Your task is to write out all of the records once more, exactly.

Top of Task inputs

PR #196, opened 2020-12-15
Dns adapter factory

RodrigoAD:
- DNS: Factory adapter
- DNS-record-check: Makes use of the DNS factory adapter. Checks if a certain record exists in the specified domain


dns-record-check/README.md
```diff
@@ -0,0 +1,35 @@
...
+    - `cloudfare`
+    - `google`
+
+## Input Params
+
+- `name`: Query Name, eg. "example.com"
+- `type`: Query Type (either a numeric value or text), eg. "TXT"
+- `do` (optional): DO bit - set if client wants DNSSEC data (either boolean or numeric value), eg. "true"
+- `cd` (optional): CD bit - set to disable validation (either boolean or numeric value), eg. "false"
+- `additional` (required): Record to check, eg: "{ "record": "adex-publisher" }"
```
krebernisak, line 19: Just call it a `record`

dns-record-check/README.md
```diff
@@ -0,0 +1,35 @@
...
+- `DNS_PROVIDER`: DNS provider to use. Options available:
+    - `cloudfare`
+    - `google`
+
+## Input Params
+
+- `name`: Query Name, eg. "example.com"
+- `type`: Query Type (either a numeric value or text), eg. "TXT"
+- `do` (optional): DO bit - set if client wants DNSSEC data (either boolean or numeric value), eg. "true"
+- `cd` (optional): CD bit - set to disable validation (either boolean or numeric value), eg. "false"
```
krebernisak, line 18: This `dns-record-check` adapter uses the underlying `dns-query` adapter. We don't need to duplicate the documentation of `dns-query` here in `dns-record-check` package. We should just link to the underlying adapter README, and point to stuff that should be configured but documented there.

dns-record-check/README.md
```diff
@@ -0,0 +1,35 @@
+# Chainlink External Adapter to Check DNS Records
```
krebernisak, line 1: This `dns-record-check` is not a standalone adapter, it needs to use the underlying `dns-query` adapter to complete its work. We call these types of adapters composite adapters and currently we group them in `/composite`.

We do this just to make it explicit, for now. In the future, we may accept that almost all adapters are some kind of composite and as such may stop grouping them in this way.

For now, I would prefer if we stay explicit and group these kinds of adapters in `/composite`.

dns-record-check/src/adapter.ts
```diff
@@ -0,0 +1,43 @@
...
+}
+
+export const execute: Execute = async (input) => {
+  const validator = new Validator(input, customParams)
+  if (validator.error) throw validator.error
+
+  const jobRunID = validator.validated.id
+  const { Answer, record } = validator.validated.data
+
+  const foundRecord = Answer.find((ans: DNSResponseAnswer) => ans.data.includes(record))
```
krebernisak, line 19: This adapter does not get an `Answer` on input. It queries (delegates most of the work to) the underlying `dns-query` adapter to obtain an `Answer` and then tries to find a record.

dns-record-check/src/index.ts
```diff
@@ -0,0 +1,6 @@
+import { expose, util } from '@chainlink/ea-bootstrap'
+import { makeExecute } from './adapter'
+
+const NAME = 'Adex'
+
+export = { NAME, execute: makeExecute, ...expose(util.wrapExecute(makeExecute())) }
```
krebernisak, line 6: Now adapters only expose `makeExecute`, an `ExecuteFactory` that you can use to build the `Execute` function for the adapter.

```suggestion
export = { NAME, makeExecute, ...expose(util.wrapExecute(makeExecute())) }
```

ea-factories/src/factories/dns.ts
```diff
@@ -0,0 +1,74 @@
...
+}
+
+type DNSResponse = {
+  Status: number
+  Question: DNSResponseQuestion[]
+  Answer: DNSResponseAnswer[]
+}
+
+export type DNSConfig = Config & {
+  execute: Execute
```
krebernisak, line 27: We should configure this adapter with the URL of the underlying DNS Query API endpoint it should call.,

krebernisak (changes requested):

RodrigoAD:
Closing this in favor of #199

Bottom of Task inputs

Exercise answer ▸
PR #196, opened 2020-12-15
Dns adapter factory

RodrigoAD:
- DNS: Factory adapter
- DNS-record-check: Makes use of the DNS factory adapter. Checks if a certain record exists in the specified domain


dns-record-check/README.md
```diff
@@ -0,0 +1,35 @@
...
+    - `cloudfare`
+    - `google`
+
+## Input Params
+
+- `name`: Query Name, eg. "example.com"
+- `type`: Query Type (either a numeric value or text), eg. "TXT"
+- `do` (optional): DO bit - set if client wants DNSSEC data (either boolean or numeric value), eg. "true"
+- `cd` (optional): CD bit - set to disable validation (either boolean or numeric value), eg. "false"
+- `additional` (required): Record to check, eg: "{ "record": "adex-publisher" }"
```
krebernisak, line 19: Just call it a `record`

dns-record-check/README.md
```diff
@@ -0,0 +1,35 @@
...
+- `DNS_PROVIDER`: DNS provider to use. Options available:
+    - `cloudfare`
+    - `google`
+
+## Input Params
+
+- `name`: Query Name, eg. "example.com"
+- `type`: Query Type (either a numeric value or text), eg. "TXT"
+- `do` (optional): DO bit - set if client wants DNSSEC data (either boolean or numeric value), eg. "true"
+- `cd` (optional): CD bit - set to disable validation (either boolean or numeric value), eg. "false"
```
krebernisak, line 18: This `dns-record-check` adapter uses the underlying `dns-query` adapter. We don't need to duplicate the documentation of `dns-query` here in `dns-record-check` package. We should just link to the underlying adapter README, and point to stuff that should be configured but documented there.

dns-record-check/README.md
```diff
@@ -0,0 +1,35 @@
+# Chainlink External Adapter to Check DNS Records
```
krebernisak, line 1: This `dns-record-check` is not a standalone adapter, it needs to use the underlying `dns-query` adapter to complete its work. We call these types of adapters composite adapters and currently we group them in `/composite`.

We do this just to make it explicit, for now. In the future, we may accept that almost all adapters are some kind of composite and as such may stop grouping them in this way.

For now, I would prefer if we stay explicit and group these kinds of adapters in `/composite`.

dns-record-check/src/adapter.ts
```diff
@@ -0,0 +1,43 @@
...
+}
+
+export const execute: Execute = async (input) => {
+  const validator = new Validator(input, customParams)
+  if (validator.error) throw validator.error
+
+  const jobRunID = validator.validated.id
+  const { Answer, record } = validator.validated.data
+
+  const foundRecord = Answer.find((ans: DNSResponseAnswer) => ans.data.includes(record))
```
krebernisak, line 19: This adapter does not get an `Answer` on input. It queries (delegates most of the work to) the underlying `dns-query` adapter to obtain an `Answer` and then tries to find a record.

dns-record-check/src/index.ts
```diff
@@ -0,0 +1,6 @@
+import { expose, util } from '@chainlink/ea-bootstrap'
+import { makeExecute } from './adapter'
+
+const NAME = 'Adex'
+
+export = { NAME, execute: makeExecute, ...expose(util.wrapExecute(makeExecute())) }
```
krebernisak, line 6: Now adapters only expose `makeExecute`, an `ExecuteFactory` that you can use to build the `Execute` function for the adapter.

```suggestion
export = { NAME, makeExecute, ...expose(util.wrapExecute(makeExecute())) }
```

ea-factories/src/factories/dns.ts
```diff
@@ -0,0 +1,74 @@
...
+}
+
+type DNSResponse = {
+  Status: number
+  Question: DNSResponseQuestion[]
+  Answer: DNSResponseAnswer[]
+}
+
+export type DNSConfig = Config & {
+  execute: Execute
```
krebernisak, line 27: We should configure this adapter with the URL of the underlying DNS Query API endpoint it should call.,

krebernisak (changes requested):

RodrigoAD:
Closing this in favor of #199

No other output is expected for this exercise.